JSTOR actually has a paper 'backup' of everything they scanned... they get it from universities who throw out their old junk to make way for new junk. and JSTORs collection is more 'pristine' than anything the libraries had to begin with.
oh wait... im sorry nobody can criticize the obvious stupid hypocrisy of the giant linux penis club.
oh wait.. dont > 99.99% of every website on the planet have a title? isnt that meta data....??
oh wait.. again, i apologize, oh great open source lords of azeroth.
the cataloger sucked, or the card for the title was missing.
go look up any book/journal from that time. they are by title and author, not 'city it came from' unless it is a special geographic card catalog.
If Google's service isn't sufficient for your research needs, THEN DON'T FUCKING USE IT. Dear god....
Don't take life so seriously. No one makes it out alive.
Oh, there, I think, I disagree. I once read a book entitled "Indexing, The Art Of," about how book indexes are created, and it was an eye-opener.
Conversely, there's nothing more useless than a completely computer-generated book index. You're looking for a topic that's discussed in three substantial sections and mentioned in passing fifty times, and the index lists fifty-three page numbers because the computer doesn't know which are the important ones.
The same principle probably applies to card catalogs and other indexes. Indexing is a deeply human activity; the person doing the indexing has to have a feeling for importance and organization and be able to guess how the user probably thinks about things.
P. S. Our local public library's card catalog used to have all of the first world war material listed under "Great European War 1914-18", though fortunately someone had stuck in "SEE" cards under "First World War" and "World War I."
"How to Do Nothing," kids activities, back in print!

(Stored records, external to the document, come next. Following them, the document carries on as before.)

PR #380, opened 2018-06-21
Support arbitrary varbits in P4Runtime

### LINKED ISSUE #371: Support varbit<W> properly in P4Data
We should include the dynamic-length (or restrict support to multiples of 8 bits?). It's hard to think of a use-case that would require exposing varbits through P4Runtime (maybe digests?), but there is very little cost to add this support.

antoninbas:
We include the dynamic size in the P4Data message for varbit
types. While we can only think of very few cases where varbits would
need to be exposed to the control-plane - and even fewer are realistic -
this seems to be the most future-proof approach.

Fixes #371

### DIFF
--- a/proto/p4/v1/p4data.proto
+++ b/proto/p4/v1/p4data.proto
@@ -18,18 +18,24 @@ package p4.v1;
 
 message P4Data {
   oneof data {
-    bytes bitstring = 1;  // for bit<W>, int<W>, varbit<W>
-    bool bool = 2;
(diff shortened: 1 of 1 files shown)


antoninbas:
I took the liberty of re-numbering the proto fields (mostly for aesthetics reasons) since I'm under the impression that no-one is really using P4Data yet. If someone has an objection, I don't mind reverting that part of the commit.

Issue #8752, opened 2025-06-09
Angular upgrades


paulbert:
Main issue to keep track of getting back on track with Angular upgrades.

- [x] 11
- [x] 12
- [x] 13
- [x] 14
- [x] 15
- [ ] 20
- [ ] 21

PR #9754, opened 2026-03-19
all: bump `angular` to 19 (fixes #9749)

### LINKED ISSUE #9749: ng 19

Mutugiii:
Fixes #9749; connects #8752

Upgrade to Angular 19

#### Initial observations:
- Angular runs with standalone components as the default. Since our app is module-based, the script added explicit `standalone: false` declarations across the components.
- Some linting rules have been deprecated -> Some stylistic/formatting rules, and they should now be handled via stylistic angular or via prettier: https://eslint.style/guide/migration
- Minor code updates mostly around linting with the output binding & truthy values

##### Testing Notes:
- Remove `package-lock.json`
- Run `npm install`


Mutugiii:
Noticed an `npm WARN EBADENGINE` when running `npm install`

image

Saby-Bishops (approved):

src/app/users/users.service.ts
```diff
@@ -162,7 +162,7 @@ export class UsersService {
     const tempUser = {
       ...user,
       roles: roles,
-      oldRoles: [ ...user.roles ] || [ 'learner' ],
+      oldRoles: [ ...(user.roles ?? ['learner']) ],
```
paulbert: I think this still won't end up with the fallback `['learner']` value because CouchDB requires an array value for `roles` in the user database.

The intent is more that it would be (keeping the user.roles check in case CouchDB fails on that for some reason)
```
user.roles && user.roles.length > 0 ? [ ...user.roles ] : ['learner']
```
so if the roles array is empty we fallback on ['learner'].

paulbert (approved):
A couple small comments otherwise this is good!

dogi (approved):

PR #9757, opened 2026-03-19
Fix Protractor onPrepare readiness signaling

Saby-Bishops:
### Motivation
- Ensure Protractor only starts specs after the e2e test user is created and that startup deterministically fails if user creation fails.

### Description
- Updated `onPrepare` in `protractor.conf.js` to return `defer.promise` and wired `defer.fulfill()` / `defer.reject()` to the outcome of `user.create()`, and added a short comment explaining why the deferred promise is used instead of returning the native `user.create()` chain.

### Testing
- Ran `node --check /workspace/planet/protractor.conf.js` to verify syntax and it succeeded.

------
[Codex Task](https://chatgpt.com/codex/tasks/task_e_69a9e7210914832d9faefa6f6556be20)

### DIFF
--- a/protractor.conf.js
+++ b/protractor.conf.js
@@ -33,12 +33,19 @@ exports.config = {
     jasmine.getEnv().addReporter(new SpecReporter({ spec: { displayStacktrace: true } }));
     browser.params.user = user.get();
 
-    return user.create().then(function(res) {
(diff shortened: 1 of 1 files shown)


Mutugiii:
Protractor is deprecated

Issue #9082, opened 2025-09-08
Reenable linting rules


paulbert:
While upgrading to Angular 13 we also had to switch from TSLint to ESLint. Many of the linting rules were throwing errors after this change, so we temporarily disabled them to avoid making that PR too large.

Any rule that is commented out in `.eslintrc.json` will need to be evaluated and either removed or reenabled and errors fixed. The change added some rules and some rules are different in ESLint vs TSLint, so some of them may not be needed for us.

Mutugiii:
In angular 19, some linting rules have been deprecated from angular-eslint

As noted in #9754

> Some linting rules have been deprecated -> Some stylistic/formatting rules, and they should now be handled via stylistic angular or via prettier: https://eslint.style/guide/migration

PR #9806, opened 2026-03-30
all: smoother linting (connects #9082)

paulbert:
Some lint rules were disabled after the upgrade to Angular 19. Reenabling them here. See https://github.com/open-learning-exchange/planet/pull/9754/changes#diff-6884918dc8291219be508e05e28965b958c734def85324f3b53858ea4702090f for the disabled rules.

Note that for the quotes rule `{ "allowTemplateLiterals": "never" }` still allows template literals. It actually throws an error when backticks are used without a template literal or with a one line string.


Saby-Bishops (approved):

paulbert:
Jules came up with a much simpler fix, ready for review now @Mutugiii

Mutugiii (approved):

dogi (approved):

PR #9818, opened 2026-03-31
Simplify dev workflow: stop generating environment.dev and regenerate environment.ts

Saby-Bishops:
### Motivation
- Remove the special-case generated `environment.dev.ts` path and simplify the local development workflow so `npm run dev` consistently prepares environment values and runs the dev server. 
- Avoid relying on an extra generated file that diverged from `environment.ts`, while documenting the new behaviour for local developers.

### Description
- Removed the `build.configurations.dev` file replacement (the `environment.dev.ts` replacement) from `angular.json` and removed the corresponding `serve.configurations.dev` entry so Angular no longer expects `src/environments/environment.dev.ts`.
- Updated the `dev` npm script in `package.json` to `bash dev-env.sh && ng serve` (removed `--configuration dev`).
- Updated `dev-env.sh` to generate `src/environments/environment.ts` from `src/environments/environment.template` (instead of writing `environment.dev.ts`).
- Updated `README.md` to use `npm run dev`, to document that `npm run dev` regenerates `src/environments/environment.ts`, and to update related examples and restart guidance.

### Testing
- Parsed `package.json` and `angular.json` with Node JSON parsing (`node -e ...`) which succeeded.
- Validated shell syntax for `dev-env.sh` using `bash -n dev-env.sh`, which succeeded.

------
[Codex Task](https://chatgpt.com/codex/tasks/task_e_69cc30f00a40832d8da35f3b57eb519c)

### DIFF
--- a/README.md
+++ b/README.md
@@ -66,11 +66,12 @@ bash couchdb-setup.sh -p 2200 -i
 Install dependencies and serve the app:
 ```
 npm install
-ng serve
+npm run dev
 ```
+`npm run dev` regenerates `src/environments/environment.ts` from `src/environments/environment.template` using values from `.env` (if present).
 
 Visit localhost:3000 to access the Planet app.
-If port 3000 is in use, try ```ng serve --port 3001```
+If port 3000 is in use, try ```npm run dev -- --port 3001```
 
 ## Chatapi Notes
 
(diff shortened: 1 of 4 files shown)


uj-sxn (approved):

Mutugiii:
Due to port differences between development environments, we are maintaining the development environment generation workflow

PR #9881, opened 2026-04-21
Deprecate generated dev environment files

Saby-Bishops:
### Motivation
- Remove the runtime/template substitution workflow for dev builds and use a static, checked-in dev environment file to simplify local development and make builds deterministic. 
- Prevent the repository from generating `src/environments/environment.dev.ts` at runtime and instead use `src/environments/environment.development.ts` as the file replacement for the Angular `dev` configuration. 
- Note the risk is medium-to-high because this changes local development and Docker-adjacent workflows that previously relied on dynamic env generation and requires teams to adopt a runtime config endpoint or `.env` injection in follow-ups. 

### Description
- Switched the Angular `dev` file replacement in `angular.json` from `src/environments/environment.dev.ts` to the checked-in `src/environments/environment.development.ts`. 
- Simplified the `dev` npm script in `package.json` to remove the template substitution step so it now runs `ng serve --configuration dev` directly. 
- Removed `dev-env.sh` and `src/environments/environment.template`, and added a static `src/environments/environment.development.ts` with the previous development defaults, and updated `chatapi/README.md` to point developers at the new file for port alignment. 

### Testing
- Attempted an Angular dev build via `ng build --configuration dev` in this environment, which failed because the Angular CLI is not installed here (test infrastructure limitation). 
- Verified via ripgrep that references to the deprecated generated artifacts (`dev-env.sh`, `environment.template`, `environment.dev.ts`) were removed and the new file replacement points to `src/environments/environment.development.ts`.

------
[Codex Task](https://chatgpt.com/codex/cloud/tasks/task_e_69dd51248380832d82db0a0481544449)


Mutugiii:
generated dev envs are still supported

PR #9907, opened 2026-04-27
teams: smoother survey rating scaling (fixes #9906)

### LINKED ISSUE #9906: surveys UI improvements

Mutugiii:
Fixes #9906

redesign exams/surveys workflow, and introduce a visual progress tracker

https://github.com/user-attachments/assets/07782401-0d45-4356-9f13-3c595b505334


Saby-Bishops (approved):

Mutugiii:
Upgraded this to add a new customizable rating scale from 5 - 9


https://github.com/user-attachments/assets/46afd5f4-5112-4393-a53b-4df79b380d4b

paulbert (commented):
Just a few things that I've noticed:

- The progress bar is getting a little lost in the toolbar. Not sure if many people will notice it at first. If it's not really critical to see I think it's fine because this way it takes up very little space.
- For the new rating scale I think it'd be better to move the selection below the question type. It's hard to notice pushed over to the left.

Screenshot from 2026-05-04 13-50-20

- The animation appears to only be working the first time you go in a particular direction (i.e. clicking forward twice in a row results in one change with the animation and one without). Looks like Copilot might have a good explanation for this. Thinking this through might be best to do a follow up PR to fix rather than holding up the other key changes to the surveys.

paulbert (approved):

dogi (approved):

PR #9933, opened 2026-05-08
all: smoother sorting (fixes #9929)

### LINKED ISSUE #9929: surveys: select all not selecting all surveys
confirmed in my local dev
https://github.com/user-attachments/assets/3f4ffbac-6696-4bbb-85eb-57819c9d0980

similarly on prod
https://github.com/user-attachments/assets/de6d26df-01e0-4242-9881-1432d249d343

Mutugiii:
Fixes #9929.
  
- `MatTableDataSource.filteredData` is in original order, not sort+paginator order. Slicing it by `pageIndex × pageSize` returned a *different* set of rows than what the table was actually rendering whenever a sort was applied, so "select all" silently selected wrong rows and skipped visible ones.                                                                              
- Switched `surveys`, `resources`, `courses`, `meetups`, and `manager-fetch` to read from the data source's own `connect()` stream, the same array the table renders, and operate on that for select-all, indeterminate state, and filter-driven deselection.                                                                                                                         
- Surveys: parent-planet rows now render as a visibly disabled checkbox with a tooltip rather than an empty cell, so the user can see why those rows aren't selectable.                     
- Drops the now-unused `itemsShown` and `selectedOutOfFilter` call sites; helpers themselves left in place.

### DIFF
--- a/package.json
+++ b/package.json
@@ -1,7 +1,7 @@
 {
   "name": "planet",
   "license": "AGPL-3.0",
-  "version": "0.22.81",
+  "version": "0.22.85",
   "myplanet": {
     "latest": "v0.54.94",
     "min": "v0.52.45"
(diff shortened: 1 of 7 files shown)


Mutugiii:
@codex review

dogi (approved):

PR #9935, opened 2026-05-12
all: replace chatapi with unified planet-gateway service (connects #9934)

### LINKED ISSUE #9934: team public surveys
Add new workflow allowing team surveys to be taken by non-authenticated users. After taking the survey, we intend to encourage users to create an account in planet and be added to the team

Mutugiii:
Connects #9934

- renamed and restructured the old Node service into planet-gateway
- kept one server with centralized CouchDB access with separate internal modules for:
  - chat (/ml/)
  - public survey operations (/api/public/)
- chatapi endpoints are unchanged
- added public survey endpoints:
  - GET /public/surveys/:teamId/:surveyId
  - POST /public/surveys/:teamId/:surveyId/submissions
- updated Docker and nginx wiring to use planet-gateway
- updated GitHub workflow/build wiring away from chatapi to new gateway
- updated some linting rules to allow push

This should allow us to extend public-scoped features across other features, including courses & resources

Currently, the link generation/revocation workflow frontend is already in place in this PR
Public survey frontend is still WIP and will be handled in another PR, as well as the post survey account creation workflow


planet-gateway/src/config/couch.config.ts
```diff
@@ -0,0 +1,22 @@
...
+import dotenv from 'dotenv';
+
+dotenv.config();
+
+const couchUrl = process.env.COUCHDB_HOST;
+const couchUser = process.env.COUCHDB_USER;
+const couchPass = process.env.COUCHDB_PASS;
+
+const couchHost = couchUser && couchPass
+  ? `http://${couchUser}:${couchPass}@${(couchUrl || 'http://couchdb:5984').replace('http://', '')}`
```
paulbert: I know that this is how we were doing it before, but I think this replace on the url protocol isn't ideal. If someone really wanted to configure this to https it'd just be silently switching back to http without the user being aware.

It's more verbose, but doing a split on the couchHost would be a way to preserve the protocol and add in the credentials. Here's what I was thinking without the other conditionals:

```
const [ protocol, domainAndPort ] = couchUrl.split('//');
const couchHost = `${protocol}//${couchUser}:${couchPass}@${domainAndPort}`;
```

paulbert (commented):
You'll need to update the chat endpoint in the frontend to reach the new chat api url:

Image

Otherwise it's looking good, and I see that the updates for the frontend will be happening in a follow up.

paulbert (approved):
The issue was in fact old API keys, so this is good to merge!

Mutugiii:
Accidental rebase on master (and push) with this branch, new PR is #9953. Master is already reverted to the initial state.

Also, following conversations with @dogi. We're renaming the `planet-gateway` service to `gateway`

PR #9939, opened 2026-05-13
all: smoother page breakpoints handling (fixes #9937)

### LINKED ISSUE #9937: app currently mixes shared viewport classification with page-specific toolbar overflow behavior.
DeviceInfoService started as a simple mobile/tablet/desktop helper, but several screens added custom TypeScript breakpoint exceptions such as 1040, 1200, and 1300 to handle local toolbar crowding. That created a few problems:
  - many components duplicated @HostListener('window:resize') just to re-read device state
  - the same breakpoint intent appeared in multiple places, sometimes in TS and sometimes in SCSS

DeviceInfoService should focus on real shared viewport categories while making responsive toolbar behavior easier to maintain.

Mutugiii:
Fixes #9937

- DeviceInfoService now uses `BreakpointObserver` as the shared reactive viewport source.
- Consumers that previously used local @HostListener('window:resize') for device updates were migrated to the shared service stream
- The shared device breakpoints were normalized back to the default 1000 / 780 / 480
- Page-specific toolbar overflow handling was moved into local layout behavior instead of custom device breakpoints
  - Resources: the selection/count summary now shrinks and truncates cleanly so the existing actions menu can switch at the normal breakpoint
  - Reports detail & MyPlanet toolbar: non-desktop controls use full-width, and stacked toolbar alignment was adjusted so dropdowns, toggle group, and Clear align better

### DIFF
--- a/package.json
+++ b/package.json
@@ -1,7 +1,7 @@
 {
   "name": "planet",
   "license": "AGPL-3.0",
-  "version": "0.22.82",
+  "version": "0.22.84",
   "myplanet": {
     "latest": "v0.55.45",
     "min": "v0.53.91"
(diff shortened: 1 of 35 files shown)


Mutugiii:
@codex review

dogi (approved):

"Scholars" make up less than 1% of the 'net-using population. So sorry if it inconveniences you "scholars" that Google Books, et al., is organized for the convenience of the great unwashed masses. Of course, all things should be organized specifically for the convenience of under 1% of the user base, esp. if that 1% has "PhD" after their names. And wear funny clothes, too. The day Google or anyone other public info service goes out of their way to organize information for your convenience vs. mine is the day I find a different service. And guess what? 99%+ of the user base is like me. So we have your ivory tower a$$es out-voted. ("O Democracy, what a terrible toll thou takest upon our tweed jackets and curiously high-socks...") Suck it up. Ppppfffffftttt..... :-P
I heard an author talk about on The Discovery of Air at the local bookstore. The book is about the correspondence between Priestly and Thomas Jefferson about Priestly's scientific ideas. This author talk was the first time I heard an author say that Google Books was an important reference source for him. This is a sweet spot for Google Books: 19th and early 20th century books out of copyright, but captured by google's university library digitzation effort.
I hate to be so cynical, but there was a huge uptick in negative articles on Slashdot about Google as soon as Microsoft started their anti-Google PR effort in DC. Now I see at least one anti-Google article on Slashdot every day. Is Slashdot falling for an extensive trolling effort from MS?
More info available from previous Slashdot article...
Nevertheless, there are many parallels between drafting laws and writing programs, most of all the 'unforeseen effects at run-time' one. It's such a good analogy that I'm surprised it's not used more often.
As someone that works in Higher Ed with many librarians and academics. I can tell you that librarians are taking any stand to justify their existence in this "new fangled" Internet world. I have some advise; get on the boat, or find a new career because your world is evaporating quickly.
When we left the Dewey Decimal System in the dirt, it was a mistake. It is almost always a mistake to let vendors -- and of them -- define standards. Sadly, we are (and have been) heading in that direction for a long time... mostly due to convenience, the balance to laziness.